Lawmakers, governor start fighting

June 17, 2009 7:24:18 PM PDT
It was bound to happen. Despite calls for cooperation and quick work in Sacramento, state lawmakers and the governor are digging in for a tough battle over the budget. At the center of the fight is a debate over taxes and where to cut. Governor Schwarzenegger says no way is he signing the Democrats' package which includes $2 billion in new taxes and fees. It targets oil companies for drilling off the California coast, smokers by adding another $1.50 a pack, and drivers who'll have to pay a $15 surcharge in DMV fees to keep state parks open.

"None of that will fly with me because, like I said, it will be irresponsible after the largest tax increase in California's history just four months ago, to go back to the people and say we want to increase your taxes," says Governor Arnold Schwarzenegger (R) of California.

Democrats say they don't have the heart to completely wipe out the funding of some social programs mostly for the poor. So they had to raise money somehow.

"We are all committed to making sure that California has a safety net," says Assembly Speaker Karen Bass (D) of Los Angeles.

With battle lines clearly drawn, the opposing philosophies threaten to delay a much needed budget fix. An agreement by July 1st is ideal so that the solutions can take effect before the state runs out of cash nearly a month later.

"We're not going to get this budget solved by the end of the month if the Democrats keep running these drills and insisting on taxes and not stepping up to the hard decisions," says Assembly Sam Blakeslee (R) of San Luis Obispo.

Dozens of children who depend on state-funded health insurance marched to the capitol to demand their coverage be spared from the budget axe. But both plans will hurt; the governor wants to eliminate the program which will affect nearly a million kids, while democrats propose to kick off or deny coverage to 350,000 kids. Either way, it's a scary prospect for chronically ill children who know the value of the Healthy Families program.

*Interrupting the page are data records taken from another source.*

PR #405, opened 2021-01-20
Replace lipo command line with fat-macho crate

messense:
`lipo` is only available on macOS as a command line tool, the [fat-macho](https://github.com/messense/fat-macho-rs) crate implemented a cross platform Mach-O fat binary writer, makes it easier to do cross compilation.

Based on #404

### DIFF
--- a/.github/workflows/test.yml
+++ b/.github/workflows/test.yml
@@ -35,8 +35,10 @@ jobs:
         with:
           profile: minimal
           toolchain: stable
-          target: aarch64-apple-darwin
           override: true
+      - name: Install aarch64-apple-darwin Rust target
+        if: matrix.os == 'macos-latest'
+        run: rustup target add aarch64-apple-darwin
       #- name: Cache cargo registry
       #  uses: actions/cache@v2
       #  with:
--- a/.github/workflows/test.yml
+++ b/.github/workflows/test.yml
@@ -35,6 +35,7 @@ jobs:
         with:
           profile: minimal
           toolchain: stable
+          target: aarch64-apple-darwin
           override: true
       #- name: Cache cargo registry
       #  uses: actions/cache@v2
@@ -51,6 +52,16 @@ jobs:
       #  with:
       #    path: target
       #    key: ${{ runner.os }}-${{ steps.rustup.outputs.rustc_hash }}-target-${{ hashFiles('**/Cargo.lock') }}
+      - name: Setup Xcode env
+        if: matrix.os == 'macos-latest'
+        shell: bash
+        run: |
+          echo "PYO3_CROSS_LIB_DIR=/Applications/Xcode.app/Contents/Developer/Library/Frameworks/Python3.framework/Versions/3.8/lib" >> "${GITHUB_ENV}"
+          sudo xcode-select -s /Applications/Xcode_12.3.app
+          bindir="$(xcode-select --print-path)/Toolchains/XcodeDefault.xctoolchain/usr/bin"
+          echo "CC=${bindir}/clang" >> "${GITHUB_ENV}"
+          echo "CXX=${bindir}/clang++" >> "${GITHUB_ENV}"
+          echo "SDKROOT=$(xcrun --sdk macosx --show-sdk-path)" >> "${GITHUB_ENV}"
       - name: cargo test
         uses: actions-rs/cargo@v1
         with:
--- a/src/build_context.rs
+++ b/src/build_context.rs
@@ -118,6 +118,8 @@ pub struct BuildContext {
     pub interpreter: Vec<PythonInterpreter>,
     /// Cargo.toml as resolved by [cargo_metadata]
     pub cargo_metadata: Metadata,
+    /// Whether to use universal2 or use the native macOS tag (off)
+    pub universal2: bool,
 }
 
 type BuiltWheelMetadata = (PathBuf, String);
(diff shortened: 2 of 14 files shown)


.github/workflows/test.yml
```diff
@@ -51,6 +52,16 @@ jobs:
...
+      - name: Setup Xcode env
+        if: matrix.os == 'macos-latest'
+        shell: bash
+        run: |
+          echo "PYO3_CROSS_LIB_DIR=/Applications/Xcode.app/Contents/Developer/Library/Frameworks/Python3.framework/Versions/3.8/lib" >> "${GITHUB_ENV}"
+          sudo xcode-select -s /Applications/Xcode_12.3.app
+          bindir="$(xcode-select --print-path)/Toolchains/XcodeDefault.xctoolchain/usr/bin"
+          echo "CC=${bindir}/clang" >> "${GITHUB_ENV}"
+          echo "CXX=${bindir}/clang++" >> "${GITHUB_ENV}"
+          echo "SDKROOT=$(xcrun --sdk macosx --show-sdk-path)" >> "${GITHUB_ENV}"
```
messense, line 64: Xcode 12.2 and later can compile to both x86_64 and arm64 targets on Intel & Apple Silicon platforms. I am not sure why `xcode-select` alone does not work, had to setup `CC`, `CXX` etc.

src/build_context.rs
```diff
@@ -118,6 +118,8 @@ pub struct BuildContext {
     pub interpreter: Vec<PythonInterpreter>,
     /// Cargo.toml as resolved by [cargo_metadata]
     pub cargo_metadata: Metadata,
+    /// Whether to use universal2 or use the native macOS tag (off)
+    pub universal2: bool,
```
messense, line 122: If we defaults to set universal2 to `true`, I think this needs to be changed to an off switch just like `skip_auditwheel`

.github/workflows/test.yml
```diff
@@ -51,6 +52,16 @@ jobs:
       #  with:
       #    path: target
       #    key: ${{ runner.os }}-${{ steps.rustup.outputs.rustc_hash }}-target-${{ hashFiles('**/Cargo.lock') }}
+      - name: Setup Xcode env
+        if: matrix.os == 'macos-latest'
+        shell: bash
+        run: |
+          echo "PYO3_CROSS_LIB_DIR=/Applications/Xcode.app/Contents/Developer/Library/Frameworks/Python3.framework/Versions/3.8/lib" >> "${GITHUB_ENV}"
```
messense, line 59: `PYO3_CROSS_LIB_DIR` is kind of problematic for cross compiling from Inte/Apple Silicon to Apple Silicon/Intel, do we really need it in this situation?

.github/workflows/test.yml
```diff
@@ -35,6 +35,7 @@ jobs:
         with:
           profile: minimal
           toolchain: stable
+          target: aarch64-apple-darwin
```
konstin, line 38: I don't think that component should be installed on non-mac targets. Maybe make a separate step that's only run on mac?

.github/workflows/test.yml
konstin: I don't know, and unfortunately I don't have a mac so I unfortunately can't check. That's something from the pyo3 build script, so if that's a problem it should be discussed in pyo3/pyo3

src/build_context.rs
konstin: I think it should default to off

src/build_options.rs
```diff
@@ -68,6 +68,9 @@ pub struct BuildOptions {
     /// Use as `--rustc-extra-args="--my-arg"`
     #[structopt(long = "rustc-extra-args")]
     pub rustc_extra_args: Vec<String>,
+    /// Control whether to build universal2 wheel for macOS or not
```
konstin, line 71: Please add what this does on not-mac platforms

src/compile.rs
```diff
@@ -2,8 +2,10 @@ use crate::build_context::BridgeModel;
 use crate::BuildContext;
 use crate::PythonInterpreter;
 use anyhow::{anyhow, bail, Context, Result};
+use fat_macho::FatWriter;
 use fs_err::File;
 use std::collections::HashMap;
+use std::fs;
```
konstin, line 8:
```suggestion
use fs_err as fs;
```

tests/common/integration.rs
```diff
@@ -80,6 +80,21 @@ pub fn test_integration(package: impl AsRef<Path>, bindings: Option<String>) ->
 
         let python = target.get_venv_python(&venv_dir);
 
+        // Upgrade pip
```
konstin, line 83: I'd like to avoid doing this in tests because this is slow and prone to break things in hard to understand ways. 

Is there a special reason you did this here and would it be possible to replace it by e.g. ensuring that virtualenv uses a sufficiently recent pip version and otherwise error while suggesting `virtualenv --upgrade-embed-wheels`?

src/compile.rs
konstin: In case something goes wrong, this tells the user which file was at fault

src/build_options.rs
konstin: Also please add this to the readme (paste the output of `build --help` in the box and maybe a sentence somewhere that there's a universal2 opt-in for macs)

konstin (commented):
Looks good overall!

konstin:
Thanks again!

.github/workflows/test.yml
messense: Resolved by https://github.com/PyO3/pyo3/pull/1428

PR #412, opened 2021-02-06
Build aarch/arm64 wheels for Python 3.7 - 3.9 using QEMU

hoffmang9:
I've created this workflow to build wheels for ARM64 using the [QEMU action](https://github.com/docker/setup-qemu-action).

I'm happy to change this to specify further Python supported version.

However, It may also make more sense for you to adapt your linux binary wheel strategy to use QEMU.

Open to your feedback, but this solves our use case for https://github.com/Chia-Network/clvm_rs

### DIFF
--- a/.github/workflows/build-aarch64.yml
+++ b/.github/workflows/build-aarch64.yml
@@ -1,0 +1,91 @@
+name: Build ARM64 wheels
+
+on:
+  push:
+    tags: [ 'v*' ]
+
+jobs:
+  build_wheels:
+    name: ARM64 Python Wheels on ubuntu-latest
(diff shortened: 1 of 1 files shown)


konstin:
Thank you for contributing this, I appreciate it if people care about CI. However this workflow looks more appropriate for a project built with maturin rather than maturin itself - maturin itself only needs one python version for building and rather than the manylinux image and auditwheel it's statically linked with musl.

If you're interested in testing this workflow, I can give you access to the manylinux package on testpipy, but I fear that the current workflow will fail due to colliding py3 wheel.

konstin:
This is now done by #422

PR #710, opened 2021-11-28
Revert "Upgrade to Rust 2021 edition"

### LINKED ISSUE #708: [Apparently] Needless Rust edition bump breaks build on Void Linux
### Bug Description

Is there a purpose for the edition bump in https://github.com/PyO3/maturin/commit/4d51112a18a331248bb36c0cb5b4c60c6fe0091a? Void Linux is still working toward bumping rust and this makes it impossible to build maturin without reverting the edition change. Maturin compiles fine after reverting only the Cargo.toml edition spec.

Void has rust 1.53.0, which is less than six months old. The 2021 edition was declared stable in rust 1.56.0, released in late October. Unless it solves a real problem with maturin, making a one-month-stable edition a hard requirement seems undesirable.

N/A

N/A

_No response_

### Does `cargo build` work?

- [ ] Yes, it works

- [ ] Yes

### Steps to Reproduce

1. Try to build maturin `0.12.*` with rust 1.53.0.
2. Cry to the heavens about the insanity of the rust ecosystem.

messense:
This reverts commit 55a5fefdfa9c00abfd99b4df7302439b3a3d9461.

We're not using any of new features Rust 2021 edition, will upgrade when we do.

Closes #708

### DIFF
--- a/Cargo.lock
+++ b/Cargo.lock
@@ -68,9 +68,9 @@ dependencies = [
 
 [[package]]
 name = "anyhow"
-version = "1.0.48"
+version = "1.0.49"
 source = "registry+https://github.com/rust-lang/crates.io-index"
-checksum = "62e1f47f7dc0422027a4e370dd4548d4d66b26782e513e98dca1e689e058a80e"
+checksum = "0a03e93e97a28fbc9f42fbc5ba0886a3c67eb637b476dbee711f80a6ffe8223d"
 
 [[package]]
 name = "async-io"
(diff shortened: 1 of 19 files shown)


ahesford:
Thanks! If there are compelling features for maturin  in the 2021 edition, legacy support certainly shouldn't stand in the way. In the meantime, this facilitates packaging of current versions of maturin in Void even as work on updating the rust toolchain continues.

PR #713, opened 2021-11-29
new: include function example for PyO3 bindings

davidhewitt:
Thanks for adding `maturin new`, it's a neat solution!

This is just a tiny suggestion to add a function example to the generated template for PyO3 bindings. I think it helps users figure out what to do next as well as removes an "unused variable" warning for `m: &PyModule`.


messense (approved):
Thanks!

PR #718, opened 2021-11-30
Get cross compiling from pyo3-build-config

aganders3:
This is just a proof-of-concept for now to test https://github.com/PyO3/pyo3/pull/1996


messense:
Thanks for taking care of this.

FYI, you can also use my [manylinux-cross](https://github.com/messense/manylinux-cross) docker images to test it locally.

aganders3:
> Thanks for taking care of this.

You're welcome!

> FYI, you can also use my [manylinux-cross](https://github.com/messense/manylinux-cross) docker images to test it locally.

Thanks, this will help a lot.

.github/workflows/test.yml
```diff
@@ -214,7 +214,7 @@ jobs:
           # CPython
           - target: aarch64-unknown-linux-gnu
             arch: aarch64
-            abi: cp36-cp36m
+            abi: cp37-cp37m
```
messense, line 217: This is unfortunate. I don't think maturin is ready to drop cp36 abi3 support just yet since users can depend on old pyo3 versions.

@davidhewitt what do you think?

messense:
```
🔗 Found pyo3 bindings
cargo:rerun-if-env-changed=PYO3_CROSS
cargo:rerun-if-env-changed=PYO3_CROSS_LIB_DIR
cargo:rerun-if-env-changed=PYO3_CROSS_PYTHON_VERSION
⚠️ Cross-compiling is poorly supported
🐍 Using host CPython 3.9 at python3.9 for cross-compiling preparation
cargo:rerun-if-env-changed=_PYTHON_SYSCONFIGDATA_NAME
cargo:rerun-if-env-changed=PYO3_PYTHON
🐍 Found cross compiling target CPython 3.7m
```

These `cargo:XXX` prints should be avoid I think?

.github/workflows/test.yml
aganders3: Yeah I agree but was just trying to get it to pass the tests here for now. The pyo3-build-config dep could be optional but at that point I'm not sure it has the same benefit. Can the pyo3-build-config version be different from the pyo3 version used for the bindings?

messense: I'd make pyo3-build-config only does cross compiling detection for maturin and leave other stuffs to user's pyo3 dependency to decide.

messense: I couldn't find a link to the failed workflow run for cp36, what error does it gives when cross compiling for python3.6?

aganders3: It got stuck on this assert but I didn't chase down where/why that was being called.

https://github.com/aganders3/pyo3/blob/edb59c3be2793efc01aade80d1772bfe1217272b/pyo3-build-config/src/impl_.rs#L133

messense: I think it https://github.com/PyO3/pyo3/blob/5e8d43c8bd93ab6d0fe599307cc7508a368d7777/build.rs#L139

`build.rs` shouldn't run for maturin, I think we need a way to make it a no-op.

aganders3: Maybe it could toggle based on `CARGO_PRIMARY_PACKAGE`?

messense: Didn't know about `CARGO_PRIMARY_PACKAGE`, TIL! I'm not sure if it works, we can give it a try.

aganders3: > For example add a on-by-default feature to pyo3-build-config and disable it in maturin.

Actually I think this already exists with the `resolve-config` feature so I will try to disable it.

aganders3: Okay I pushed a change that uses an empty feature to disable this. I also found this in the docs on [Overriding Build Scripts](https://doc.rust-lang.org/cargo/reference/build-scripts.html#overriding-build-scripts) which seems like another (possibly more correct?) way to do this that would not require changes to pyo3 or changing the project Cargo.toml.

aganders3: Ah they way I did it also seems to break the non-cross-compiled case. I'll keep trying!

aganders3:
Okay I think I understand this now. The problem is pyo3 expecting `PYO3_CROSS_LIB_DIR` to include `lib` at the end, which was changed in maturin to support pypy cross-compilation (since the pypy `_sysconfigdata*.py` is not under `lib`).

I pointed the test crate (`pyo3-mixed`) to my pyo3 branch where I made a similar change, but that also introduced the Python 3.6 min version which is now on main in pyo3. The 3.6 cross-compilation works if I use `pyo3-build-config` from my branch (for maturin) and the released `pyo3` 0.15 (for the test crate) but I have to reintroduce the `lib` on `PYO3_CROSS_LIB_DIR` because internally pyo3 uses it during build configuration.

test-crates/pyo3-mixed/Cargo.toml
```diff
@@ -7,7 +7,9 @@ readme = "Readme.md"
 edition = "2018"
 
 [dependencies]
-pyo3 = { version = "0.15.1", features = ["extension-module"] }
+# pyo3 = { version = "0.15.1", features = ["extension-module"] }
+pyo3 = { git = "https://github.com/aganders3/pyo3", branch = "expose-cross-compiling", features = ["extension-module", "skip-build-config"] }
```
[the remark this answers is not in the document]
aganders3: Yeah I'm going to revert that. It was an attempt based on @messense's suggestion above that:

> build.rs shouldn't run for maturin, I think we need a way to make it a no-op. For example add a on-by-default feature to pyo3-build-config and disable it in maturin.

My comment above (https://github.com/PyO3/maturin/pull/718#issuecomment-984253175) gets to the root of the problem as I understand it. I don't have a solution at the moment to maintain both Python 3.6 (i.e. test crates able to use pyo3 < 0.16) and PyPy cross-compilation compatibility.

messense:
Somehow https://github.com/PyO3/maturin/pull/728 stopped working just now. I've reverted it in main.

aganders3:
> Somehow #728 stopped working just now. I've reverted it in main.

Yeah that was weird - I will rebase.

aganders3:
Okay sorry for all the CI spam - I'm still getting a grasp on GitHub Actions.

The current state of this PR is basically:
* maturin would require pyo3-build-config >= 0.16 ("main")
* cross-compiling PyPy would require pyo3 >= 0.16 for the target crate
* Python 3.6 support would require pyo3 < 0.16 for the target crate

What I did now is modify the cross-compiling tests to use two crates: `pyo3-mixed` (depends on pyo3 main) `pyo3-mixed-legacy` (same content, depends on pyo3 0.15.1). Then the cross-compiling build matrix skips Python 3.6 for pyo3-mixed and skips pypy for pyo3-mixed-legacy.

Let me know if this seems like a reasonable compromise/path forward.

messense:
> What I did now is modify the cross-compiling tests to use two crates: pyo3-mixed (depends on pyo3 main) pyo3-mixed-legacy (same content, depends on pyo3 0.15.1). Then the cross-compiling build matrix skips Python 3.6 for pyo3-mixed and skips pypy for pyo3-mixed-legacy.

It's fine.

aganders3:
Thanks - this seems ready for review then, with the only changes needed being those to update deps once https://github.com/PyO3/pyo3/pull/1996 is merged/releases.

aganders3:
I'm closing this as there have been quite some changes in both maturin and pyo3 since it was started. I spent a few minutes trying to rebase but think it's probably better to start over if this is wanted.

There are several new public APIs in pyo3-build-config that somewhat overlap maturin. Are you open to reusing more pieces from there? If so I will start to play around and/or open a discussion to see what that might look like.

messense:
> Are you open to reusing more pieces from there? If so I will start to play around and/or open a discussion to see what that might look like.

I do want to at least reuse the sysconfigdata finding and parsing code but it's not urgent. And there is a problem with `pyo3-build-config` in that it may drop support for old Python versions in new pyo3 releases while maturin might still want to support them for longer time.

"I depend on him or her to give me my medications, my inhaler, my brother's inhaler," says Yesenia Gonzales, a Healthy Families patient from Union City.
"And if you don't get it?" says Nannette.
"I could suffer. It could worsen," says Gonzales.

It's interesting that after criticizing the Democrats for the new taxes, the governor's plan also includes new taxes like a $50 fee on property owners for firefighting and other emergencies.